On Behalf of | Apr 18, 2024 | Wage and Hour Violations

Wage and hour violations are a common issue for hourly employees. Those paid on a salary basis receive the same wages consistently regardless of how much they work. However, hourly employees receive pay based on the time committed to their jobs each week. Companies are often eager to pay them as little as possible.

One of the ways that companies manage staffing costs is by intentionally minimizing how many hours their workers put in every week. There are a variety of ways that companies may calculate their payroll obligations and seek to minimize what they pay for staffing. Many of these practices are legal, but others may violate federal or California wage laws. For example, a common practice utilized in many states is now potentially a violation of wage rights in California.

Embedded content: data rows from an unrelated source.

PR #1666, opened 2022-04-11
chore(ui-react): updates to allow eslint react-hooks/rules-of-hooks set to error

calebpollman:
#### Issue #, if available

- update eslint `'rules-of-hooks/exhaustive-deps'` from `'warning'` to `'error'`
- turn linting on for entire `ui-react` package
- add missing or update dep arrays as needed to satisfy `'rules-of-hooks/exhaustive-deps'`
- and `DefaultFooter` component in `SignIn`
- add `DefaultHeader` component in `ConfirmSignUp`
- add `DefaultComponents` interface and remove `PartialDeep` and related files
- add `useAuthenticatorService` and error throw in `useAuthenticator` to prevent conditional hook calls
- ~~refactor `useDataStoreCollection`, `useDataStoreBinding`, and `useDataStoreItem` hooks to call `useDataStoreResult` and add some additional unit tests~~ (moving to own PR)

- ran unit and e2e tests
- smoke tested error throwing for un-wrapped `useAuthenticator`

#### Checklist

- [x] PR description included
- [x] `yarn test` passes
- [x] Tests are updated


packages/react/src/components/Authenticator/hooks/useAuthenticator/index.tsx
```diff
@@ -87,24 +93,27 @@ export type InternalAuthenticatorContext = {
...
 
-export const useAuthenticator = (selector?: Selector) => {
+const useAuthenticatorService = () => {
   const { service } = React.useContext(AuthenticatorContext);
 
   if (!service) {
-    console.error(
-      'No `Authenticator.Provider` was found above where `useAuthenticator` hook is. ' +
-        'Please ensure you wrap your App with `Authenticator.Provider` like so: ' +
-        'https://ui.docs.amplify.aws/components/authenticator#useauthenticator-hook'
```
calebpollman, line 97: Removed as url is fragile, and the `Provider`/`Context` pattern in React is well documented, but open to putting it back

packages/react/src/components/Authenticator/hooks/useAuthenticator/index.tsx
```diff
@@ -52,9 +52,15 @@ export const Provider = ({ children }) => {
...
+  const isListening = React.useRef(false);
   React.useEffect(() => {
+    if (isListening.current) {
+      return;
+    }
+
+    isListening.current = true;
     return listenToAuthHub(send);
-  }, []);
+  }, [send]);
```
ErikCH, line 63: Is this because of the exhaustive deps eslint rule? So it only runs once?

calebpollman: That's correct.

packages/react/src/components/Authenticator/hooks/useAuthenticator/index.tsx
ErikCH: This is from this PR. https://github.com/aws-amplify/amplify-ui/pull/1657

From this issue https://github.com/aws-amplify/amplify-ui/issues/1651.

It might be worth keeping to help customers from cryptic error messages.

calebpollman: I only removed the url since it can easily become out of sync with the docs site or is that your concern?

wlee221: I'm open to either ways. I added a link to docs because it was a major confusion point.

Since `#useauthenticator-hook` part is fragile, I'm wondering if we could still word it like

> Please ensure you wrap your App with `Authenticator.Provider`. See `useAuthenticator` section on https://ui.docs.amplify.aws/components/authenticator

The url without hash will be stable.

packages/react/src/components/Authenticator/hooks/useAuthenticator/index.tsx
```diff
@@ -87,24 +93,27 @@ export type InternalAuthenticatorContext = {
...
-    return null;
   }
 
+  return service;
+};
+
+export const useAuthenticator = (selector?: Selector) => {
+  const service = useAuthenticatorService();
+
   const send = service.send;
```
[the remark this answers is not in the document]
wlee221: FYI, I was considering even `throw`ing, but decided not to: https://github.com/aws-amplify/amplify-ui/pull/1657#discussion_r846453427. Open to thoughts!

wlee221 (commented):
Looking good! Adding comments for Authenticator changes. I'll err on @reesscot for changes in non-authenticator hooks.

packages/react/src/hooks/useDataStore.tsx
```diff
@@ -11,46 +11,103 @@ import {
...
-      return () => subscription.unsubscribe();
+      // Unsubscribe from query updates on unmount
+      if (subscription) {
+        return () => {
+          subscription.unsubscribe();
+        };
+      }
     }
-  };
+  }, [isRecord, props]);
```
zchenwei, line 87: I like the solution of using `useRef` to prevent additional datastore calls. I think the infinite `useEffect` loop will arise again. People will normally pass in a new object `useDataStoreBinding({})` when they using the hook.

calebpollman: Maybe I'm missing context here but not sure what the concern fully is, a `useEffect` with an empty dep array still gets called on each render, it just doesn't execute its body (unless I am mistaken)

zchenwei: That's true from js perspective. I don't know how React emit this errors internally but this will arise when dependencies are changing constantly. They use a term `prevent re-running` on `useEffect` to explain the effect passing an empty array. It is close to the familiar `componentDidMount` and `componentWillUnmount` mental model.

calebpollman: A potential solution would be to assign props to a ref which would allow us to remove it from the dep array, which would then prevent the useEffect from running unless isRecord updates. Thoughts?

zchenwei: I like it. That's a way recommended by React actually. <- https://reactjs.org/docs/hooks-faq.html#what-can-i-do-if-my-effect-dependencies-change-too-often

packages/react/src/components/Authenticator/hooks/useAuthenticator/index.tsx
calebpollman: @wlee221 [Updated](https://github.com/aws-amplify/amplify-ui/pull/1666/commits/474f7e540dd398abbab34beea33db478ba512519)

ErikCH (approved):
👍

wlee221 (approved):

.changeset/purple-flies-press.md
```diff
@@ -0,0 +1,5 @@
+---
+"@aws-amplify/ui-react": patch
+---
+
+chore(ui-react): updates to allow eslint react-hooks/rules-of-hooks set to error
```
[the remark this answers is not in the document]
calebpollman: Done 👍

packages/react/src/hooks/useDataStore.tsx
calebpollman: Per offline discussion moving the refactoring of `useDataStoreCollection` and `useDataStoreItem` to their own PR

zchenwei (approved):
LGTM :shipit:

PR #1667, opened 2022-04-11
fix: update focus styling for switchField 

hbuchel:
#### Description of changes

This updates the focus style for the switchField to be more visually distinct and to match that of the checkbox field. It also makes some adjustments to the state names for the tokens to use an _ prefix, and updates related tests.

~~FYI, consulted with @dbanksdesign and we don't currently have a concrete pattern for defining our tokens in regards to variations and state, or how they should be nested, but suggested:~~

```
component[variant][state][child]
```
~~This would allow us to group state styles together in a file, instead of potentially having them scattered throughout a file. This way, you could quickly identify all of the default focus styles, or those associated with specific variants.~~

**NOTE: I removed the changes to token nesting order. After some offline discussion, we were concerned this could create potential breaking changes (i.e. css custom properties would have new names) if consumers were relying on tokens or css custom properties to re-theme their app.** Let's save these refactors for our next major version.

Additionally, the preferred naming convention for states like hover or focus should be
```
_state: {}
```
I created an additional task in our Docs project to define/document these conventions on the Theming tab.

**Before (focused)**

Screen Shot 2022-04-11 at 5 42 13 PM

Screen Shot 2022-04-11 at 6 15 45 PM

**After (focused)**

Screen Shot 2022-04-11 at 5 42 02 PM

Screen Shot 2022-04-11 at 6 17 51 PM

#### Issue #, if available

N/A

Checked changes in local docs instance and in local next-example instance

#### Checklist

- [x] PR description included
- [x] `yarn test` passes
- [x] Tests are updated


0618 (approved):

slaymance (dismissed):
Looks good! For my understanding, what's the rationale for prepending `_` to the state properties?

hbuchel:
> Looks good! For my understanding, what's the rationale for prepending `_` to the state properties?

This is to more readily differentiate a state (focus, disabled, loading) from a variation name (small, medium, large). We have quite a few components following this convention already, though I've found a couple here and there that aren't.

packages/ui/src/theme/tokens/components/switchField.ts
```diff
@@ -36,14 +17,45 @@ export const switchfield = {
...
+          offsetX: '0px',
+          offsetY: '0px',
+          blurRadius: '0px',
+          spreadRadius: '2px',
+          color: '{colors.border.focus.value}',
+        },
+      },
+    },
+  },
+  _checked: {
```
hbuchel, line 45: FYI, pushed a commit that updates 'checked' to '_checked' to follow our _state guidance, and so I can use this as an example in docs for token definitions :)

packages/ui/src/theme/__tests__/defaultTheme.test.ts
```diff
@@ -528,24 +528,24 @@ describe('@aws-amplify/ui', () => {
...
         --amplify-components-switchfield-label-padding: var(--amplify-space-xs);
         --amplify-components-switchfield-thumb-background-color: var(--amplify-colors-background-primary);
         --amplify-components-switchfield-thumb-border-color: var(--amplify-colors-border-tertiary);
         --amplify-components-switchfield-thumb-border-radius: var(--amplify-radii-xxxl);
-        --amplify-components-switchfield-thumb-checked-transform: var(--amplify-transforms-slide-x-medium);
         --amplify-components-switchfield-thumb-transition-duration: var(--amplify-time-medium);
         --amplify-components-switchfield-thumb-width: var(--amplify-space-relative-medium);
         --amplify-components-switchfield-track-background-color: var(--amplify-colors-background-tertiary);
         --amplify-components-switchfield-track-border-radius: var(--amplify-radii-xxxl);
-        --amplify-components-switchfield-track-checked-background-color: var(--amplify-colors-brand-primary-60);
```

Companies shouldn’t round time clock records

Calculating payroll down to the second or minute can be a time-consuming process. Those working in accounting may devote hours every week to converting timekeeping records to accurate paychecks. Companies sometimes streamline that process by rounding time clock records. These companies pay their workers in a specific increment of time. Oftentimes, companies pay workers in five, 10 or 15-minute increments instead of for the exact time they worked. If a worker only puts in three minutes out of a five-minute increment, the employer might round their time records to the next five-minute increment.

This practice has been common for years, but it has recently come under fire. The California courts have found that such practices are no longer necessary given how easy it is to maintain accurate payroll records using digital technology. Additionally, payroll rounding, even when done neutrally and fairly, may lead to workers not receiving pay for all time worked, which is a violation of California’s regulations.

Although employers in other states can use this practice with few complications, employers in California may end up facing wage claims if they continue using time clock rounding practices. The habit of intentionally rounding down more frequently than rounding up is also a payroll violation that could lead to a wage and hour claim. Employees who recognize common wage and hour violations can hold employers accountable for violating their fair pay rights.